На пороге Александр остановил его.

— Насчет моих вопросов про Таю и про господа бога ни одна живая душа не должна знать, имей в виду. — И неожиданно весело добавил: — А чекиста я из тебя все равно сделаю!

* * *

День в монастыре тянулся монотонно, как обычно.

Служба в соборе следовала за службой. В падающем сверху бледном свете хмурого дня плавал синеватый дымок ладана. Тихо потрескивали свечи. Граф стоял, прислонившись к колонне, и ему казалось, что все это происходит в далеком детстве. Будто стоит только выйти отсюда, спуститься к прозрачной неширокой Снежети, и там, у водопоя, встретит Клим. Сытые маленькие лошадки завертят хвостами.

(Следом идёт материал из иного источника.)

PR #150, opened 2017-09-14
Update documentation to use constant extension

### LINKED ISSUE #149: Update documentation to use const extension
Update documentation to use const extension.

Related to https://github.com/arquillian/smart-testing/pull/148

lordofthejars:

Update documentation to use Asciidoctor constant extension instead of hardcoding the constants on documentation.

Fixes #149

### DIFF
--- a/docs/configuration.adoc
+++ b/docs/configuration.adoc
@@ -8,9 +8,11 @@ to run first the important tests and then the rest. This is know as `ordering` m
 `ordering`:: `ordering` mode as its name suggests orders the test execution plan so important tests are executed first
 and then the rest.
 
-`selecting`:: `selecting` mode just selects the important tests and execute them, skipping the rest of the tests. This is the default mode.
+`selecting`:: `selecting` mode just selects the important tests and execute them, skipping the rest of the tests.
 
-In order to define the mode use `smart.testing.mode` Java system property with either one.
+The `const:core/src/main/java/org/arquillian/smart/testing/Configuration.java[name="DEFAULT_MODE"]` is the **default** mode.
+
+In order to define the mode use `const:core/src/main/java/org/arquillian/smart/testing/Configuration.java[name="SMART_TESTING_MODE"]` Java system property with either one.
 
 === Strategies
 
@@ -20,7 +22,7 @@ But how do we know which tests are important and which ones not?
 There are several strategies that you can choose from which determine what are the *important* tests.
 Currently we have following strategies in place: `new`, `changed`, `affected` and `failed`.
 
-To set them you need to set Java system property `smart.testing` to one or more strategies in comma-separated value form.
+To set them you need to set Java system property `const:core/src/main/java/org/arquillian/smart/testing/Configuration.java[name="SMART_TESTING"]` to one or more strategies in comma-separated value form.
 
 Subsequent sections dive deeper into each and every one of them.
 
@@ -34,16 +36,16 @@ are marked as important ones.
 
 This strategy can be configured in several ways through Java system properties:
 
-* `scm.range.head` and `scm.range.tail` are used to set the range of commits you want to inspect for new tests.
+* `const:core/src/main/java/org/arquillian/smart/testing/scm/ScmRunnerProperties.java[name="COMMIT"]` and `const:core/src/main/java/org/arquillian/smart/testing/scm/ScmRunnerProperties.java[name="LAST_COMMITS"]` are used to set the range of commits you want to inspect for new tests.
 The values can be commit ids or using `HEAD` notation.
-For example: `-Dscm.range.head=HEAD -Dscm.range.tail=HEAD~`
+For example: `-Dconst:core/src/main/java/org/arquillian/smart/testing/scm/ScmRunnerProperties.java[name="COMMIT"]=HEAD -Dconst:core/src/main/java/org/arquillian/smart/testing/scm/ScmRunnerProperties.java[name="LAST_COMMITS"]=HEAD~`
 By default if not specified, default value is `HEAD`.
-* `scm.last.changes` can be used to set the number of commits from `HEAD` that you want to inspect.
-For example `-Dscm.last.changes=3` will be equivalent as `-Dscm.range.head=HEAD -Dscm.range.tail=HEAD~~`.
+* `const:core/src/main/java/org/arquillian/smart/testing/scm/ScmRunnerProperties.java[name="LAST_COMMITS"]` can be used to set the number of commits from `HEAD` that you want to inspect.
+For example `-Dconst:core/src/main/java/org/arquillian/smart/testing/scm/ScmRunnerProperties.java[name="LAST_COMMITS"]=3` will be equivalent as `-Dconst:core/src/main/java/org/arquillian/smart/testing/scm/ScmRunnerProperties.java[name="COMMIT"]=HEAD -Dconst:core/src/main/java/org/arquillian/smart/testing/scm/ScmRunnerProperties.java[name="LAST_COMMITS"]=HEAD~~`.
 
 TIP: Those properties might be in particular handy when used in the CI builds.
 For example in Jenkins when using https://wiki.jenkins.io/display/JENKINS/Git+Plugin[Git Plugin] you can configure your build as follows:
-`$ mvn clean verify -Dsmart.testing=new, affected -Dscm.range.head=GIT_COMMIT -Dscm.range.tail=GIT_PREVIOUS_COMMIT`
+`$ mvn clean verify -Dconst:core/src/main/java/org/arquillian/smart/testing/Configuration.java[name="SMART_TESTING"]=new, affected -Dconst:core/src/main/java/org/arquillian/smart/testing/scm/ScmRunnerProperties.java[name="COMMIT"]=GIT_COMMIT -Dconst:core/src/main/java/org/arquillian/smart/testing/scm/ScmRunnerProperties.java[name="PREVIOUS_COMMIT"]=GIT_PREVIOUS_COMMIT`
 
 Currently not committed changes (those that are _added_ and _untracked_) are considered as important tests as well.
 This effectively means that if you don't specify any commit range, only these information is considered.
@@ -55,7 +57,7 @@ instead of *new* ones.
 
 In this strategy not committed changes (those that are _modified_ or _changed_) are considered as important tests as well.
 
-TIP: Usually `new` and `changed` strategies are used together `-Dsmart.testing=new, changed`.
+TIP: Usually `new` and `changed` strategies are used together `-Dconst:core/src/main/java/org/arquillian/smart/testing/Configuration.java[name="SMART_TESTING"]=new, changed`.
 
 ==== Affected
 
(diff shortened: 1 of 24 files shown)


docs/configuration.adoc
```diff
@@ -34,16 +36,16 @@ are marked as important ones.
 
 This strategy can be configured in several ways through Java system properties:
 
-* `scm.range.head` and `scm.range.tail` are used to set the range of commits you want to inspect for new tests.
+* `const:core/src/main/java/org/arquillian/smart/testing/scm/ScmRunnerProperties.java[name="COMMIT"]` and `const:core/src/main/java/org/arquillian/smart/testing/scm/ScmRunnerProperties.java[name="LAST_COMMITS"]` are used to set the range of commits you want to inspect for new tests.
```
MatousJobanek: the second property seems to be wrong: `ScmRunnerProperties#LAST_COMMITS = "scm.last.changes";`
there should used be `PREVIOUS_COMMIT` variable

MatousJobanek: https://github.com/arquillian/smart-testing/blob/master/core/src/main/java/org/arquillian/smart/testing/scm/ScmRunnerProperties.java

docs/configuration.adoc
```diff
@@ -34,16 +36,16 @@ are marked as important ones.
...
 The values can be commit ids or using `HEAD` notation.
-For example: `-Dscm.range.head=HEAD -Dscm.range.tail=HEAD~`
+For example: `-Dconst:core/src/main/java/org/arquillian/smart/testing/scm/ScmRunnerProperties.java[name="COMMIT"]=HEAD -Dconst:core/src/main/java/org/arquillian/smart/testing/scm/ScmRunnerProperties.java[name="LAST_COMMITS"]=HEAD~`
 By default if not specified, default value is `HEAD`.
-* `scm.last.changes` can be used to set the number of commits from `HEAD` that you want to inspect.
-For example `-Dscm.last.changes=3` will be equivalent as `-Dscm.range.head=HEAD -Dscm.range.tail=HEAD~~`.
+* `const:core/src/main/java/org/arquillian/smart/testing/scm/ScmRunnerProperties.java[name="LAST_COMMITS"]` can be used to set the number of commits from `HEAD` that you want to inspect.
+For example `-Dconst:core/src/main/java/org/arquillian/smart/testing/scm/ScmRunnerProperties.java[name="LAST_COMMITS"]=3` will be equivalent as `-Dconst:core/src/main/java/org/arquillian/smart/testing/scm/ScmRunnerProperties.java[name="COMMIT"]=HEAD -Dconst:core/src/main/java/org/arquillian/smart/testing/scm/ScmRunnerProperties.java[name="LAST_COMMITS"]=HEAD~~`.
```
MatousJobanek: Here is the same mistake. 
Maybe, it would be worth changing the variable names to something that reflects the content. eg:
```java
    public static final String SCM_RANGE_TAIL = "scm.range.tail";
    public static final String SCM_RANGE_HEAD = "scm.range.head";
    public static final String SCM_LAST_CHANGES = "scm.last.changes";
```
instead of:
```java
    public static final String PREVIOUS_COMMIT = "scm.range.tail";
    public static final String COMMIT = "scm.range.head";
    public static final String LAST_COMMITS = "scm.last.changes";
```

lordofthejars: I have not checked yet but you mean that the value is correct, what happened is that you get confused because of the variables names right?

docs/configuration.adoc
lordofthejars: Fixed.

docs/configuration.adoc
```diff
@@ -20,7 +22,7 @@ But how do we know which tests are important and which ones not?
 There are several strategies that you can choose from which determine what are the *important* tests.
 Currently we have following strategies in place: `new`, `changed`, `affected` and `failed`.
 
-To set them you need to set Java system property `smart.testing` to one or more strategies in comma-separated value form.
+To set them you need to set Java system property `const:core/src/main/java/org/arquillian/smart/testing/Configuration.java[name="SMART_TESTING"]` to one or more strategies in comma-separated value form.
```
MatousJobanek: When I tried to generate it, then the resulting page contains `smart.testing.report.dir` in all cases when `[name="SMART_TESTING"]` is used. It seems that it takes the first variable that starts with the given `"SMART_TESTING"` string. When I moved this variable to the first place inside of the java class, then it is generated correctly.

docs/configuration.adoc
lordofthejars: Should we rename the variable names to this PR? I think it should be another one, since this was just a PR for updating docs, I think this improvement (that should be done) should be a separate issue.

docs/configuration.adoc
MatousJobanek: Here is another problem with the generation process - the first variable is property as: `scm.range.tail`, so the extension/generator matches the first variable that contains the given string `"COMMIT"` which is in this case: `PREVIOUS_COMMIT = "scm.range.tail"`

docs/configuration.adoc
MatousJobanek: it's more than that: https://github.com/arquillian/smart-testing/pull/150#discussion_r139092538

docs/configuration.adoc
lordofthejars: humm probably an error on my regexp :) Thanks for noticing it

docs/configuration.adoc
```diff
@@ -109,7 +111,7 @@ WARNING: At this moment, this strategy does not work with Java 9.
 `Failed` strategy just gets all tests that failed from previous executions and mark them as *important* tests to run first (_ordering_) or not filtered (_selecting_).
 
 This strategy uses the _JUnit_ XML https://github.com/apache/maven-surefire/blob/master/maven-surefire-plugin/src/site/resources/xsd/surefire-test-report.xsd[report] for reading past executions.
-All reports from previous local build are automatically copied by the maven extension to a temp directory `${project.directory}/.smart-testing/execution/reports` and when the build is finished the directory is removed.
+All reports from previous local build are automatically copied by the maven extension to a temp directory `${project.directory}/const:core/src/main/java/org/arquillian/smart/testing/hub/storage/local/LocalStorage.java[name="SMART_TESTING_WORKING_DIRECTORY_NAME"]/const:core/src/main/java/org/arquillian/smart/testing/hub/storage/local/LocalStorage.java[name="EXECUTION_SUBDIRECTORY"]/const:core/src/main/java/org/arquillian/smart/testing/hub/storage/local/LocalStorage.java[name="REPORTING_SUBDIRECTORY"]` and when the build is finished the directory is removed.
```
MatousJobanek: the variable `REPORTING_SUBDIRECTORY` is wrong - see my description here: https://github.com/arquillian/smart-testing/pull/145
there should be: 
`core/src/main/java/org/arquillian/smart/testing/spi/TestResult.java[name="TEMP_REPORT_DIR"]`

docs/usage.adoc
```diff
@@ -10,17 +10,17 @@ Let's see some examples:
...
+`$ mvn clean test -Dconst:core/src/main/java/org/arquillian/smart/testing/Configuration.java[name="SMART_TESTING_MODE"]=selecting -Dconst:core/src/main/java/org/arquillian/smart/testing/Configuration.java[name="SMART_TESTING"]="new, changed"`
 
 *You want to run all tests but given priority to the latest tests added or modified*
 
-`$ mvn clean test -Dsmart.testing.mode=ordering -Dscm.last.changes=1 -Dsmart.testing="new, changed"`
+`$ mvn clean test -Dconst:core/src/main/java/org/arquillian/smart/testing/Configuration.java[name="SMART_TESTING_MODE"]=ordering -Dconst:core/src/main/java/org/arquillian/smart/testing/scm/ScmRunnerProperties.java[name="LAST_COMMITS"]=1 -Dconst:core/src/main/java/org/arquillian/smart/testing/Configuration.java[name="SMART_TESTING"]="new, changed"`
 
-TIP: `smart.testing.mode` is not mandatory in case of `ordering` because it is the **default** mode.
+TIP: `const:core/src/main/java/org/arquillian/smart/testing/Configuration.java[name="SMART_TESTING_MODE"]` is not mandatory because `const:core/src/main/java/org/arquillian/smart/testing/Configuration.java[name="DEFAULT_MODE"]` is the **default** mode.
```
MatousJobanek: You have changed the wrong/old line:

> smart.testing.mode is not mandatory in case of ordering because it is the default mode.

to:

> smart.testing.mode is not mandatory because selecting is the default mode.

but in the description of this command is:

> You want to run all tests but given priority to the latest tests added or modified

In other words, the user wants to run *all* tests, so the mode is mandatory and has to contain `ordering`

docs/configuration.adoc
lordofthejars: YEs fixing it right now, but the rename task I think it should be another PR

docs/usage.adoc
lordofthejars: Don't get what you mean

docs/refcard.adoc
```diff
@@ -42,35 +42,35 @@ a|`surefire`, `failsafe`
...
 |Set the number of commits from `HEAD` that you want to inspect
-a|`0`
+a|`const:core/src/main/java/org/arquillian/smart/testing/scm/ScmRunnerProperties.java[name="DEFAULT_LAST_COMMITS"]`
 a|`new`, `changed`, `affected`
 
-a|`smart.testing.affected.inclusions`
+a|`const:strategies/affected/src/main/java/org/arquillian/smart/testing/strategies/affected/AffectedRunnerProperties.java[name="SMART_TESTING_AFFECTED_INCLUSIONS"]`
 |Set classes to be included for scanning
 a|
-a|`affected`
```
MatousJobanek: Here and in next three cases, you removed the information about which strategy is the variable applicable for.

docs/configuration.adoc
lordofthejars: YEs same problem as in other places, that when regexp thing

docs/refcard.adoc
lordofthejars: ouch

docs/configuration.adoc
MatousJobanek: yeah, can be :-)

docs/usage.adoc
MatousJobanek: In the description of the command is:

You want to run **all** tests....

which means that you should specify the ordering mode inside of the command. 
This part was probably written at that time when we had `ordering` mode as the default one. When we changed it to `selecting` we probably forgot to change also the documentation...

MatousJobanek: and yeah, the preceding example:

> You want to run only tests that you’ve just added or modified locally
`$ mvn clean test -Dsmart.testing.mode=selecting -Dsmart.testing.report.dir="new, changed"`

 could be changed as well. The mode is not necessary here as selecting is the default one :-)

MatousJobanek: And the next one as well: 

> You want to run only tests that validates new or modified business classes locally
`$ mvn clean test -Dsmart.testing.mode=selecting -Dsmart.testing.report.dir="affected"`

MatousJobanek:
Good job @lordofthejars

Приветливо поклонится монах, ведущий от реки мохнатого першерона:

— Счастливой дороги, ваше сиятельство!

— Матушка чать заждались! — ласково скажет Клим.

И помчат лошадки под широкими, тенистыми деревьями домой... Домой!

Боже, как сладко болит сердце от этих видений! Ах, если б все это не ушло! Если б последние два года оказались просто детским кошмаром! И вот сейчас проснуться бы и увидеть в изголовье бесконечно дорогой почерневший деревянный образок и услышать за дверью милый заботливый шепот:

— Да он уже заворочался, сейчас проснется, неси сливки скорей!..

И войдет мать, единственная, кто прощала ему все прегрешения молодости, все его несправедливости по отношению к ней, неудачи на службе, долги, озлобленный, раздражительный характер... Ах, если б прошлое вернулось! Но теперь его нужно вырывать зубами. А вернешь ли?..

Кто-то легонько тронул графа за локоть. Узкие, сонные глаза, не мигая, смотрели на него.

— Отец Афанасий ожидает.

Граф сбросил с себя оцепенение, быстро зашагал за монахом к настоятелю.

Они не сразу узнали друг друга. Разве узнаешь в этом сытом сорокалетнем красавце, с черной волнистой бородой, струящейся по подряснику, с выражением покоя и значительности на холеном лице, того тоненького, изящного гвардейского офицера, почти мальчика, с большими темными глазами и порочным чувственным ртом, который некогда, давно-давно, служил с ним в одном полку. Их и выгнали-то в один год. Красивого мальчика, приглянувшегося командиру полка, Великому князю Сергею Александровичу, удалили за разврат. Он тогда, кажется, и постригся. Впрочем, граф знал, что в Преображенском полку, отличавшемся этим пороком, многие кончали так. В том числе и два будущих архиерея Гермоген и Серафим.

Настоятель тоже с грустью разглядывал своего сиятельного однополчанина, высокомерного и отчаянного забияку и картежника, который сейчас, сгорбившись, сидел перед ним, держа на коленях рыжий картуз, в стеганке, покрытой белой пылью — след езды в товарном вагоне, — в разбитых грязных сапогах, худой и давно не бритый.

— Вот как пришлось свидеться! — вздохнул отец Афанасий. — Трудно было пробираться?

— Ах, по-всякому... — отвечал граф. Он был взволнован встречей. — Ну как тут все? Как дом наш, сохранился? Усадьба цела?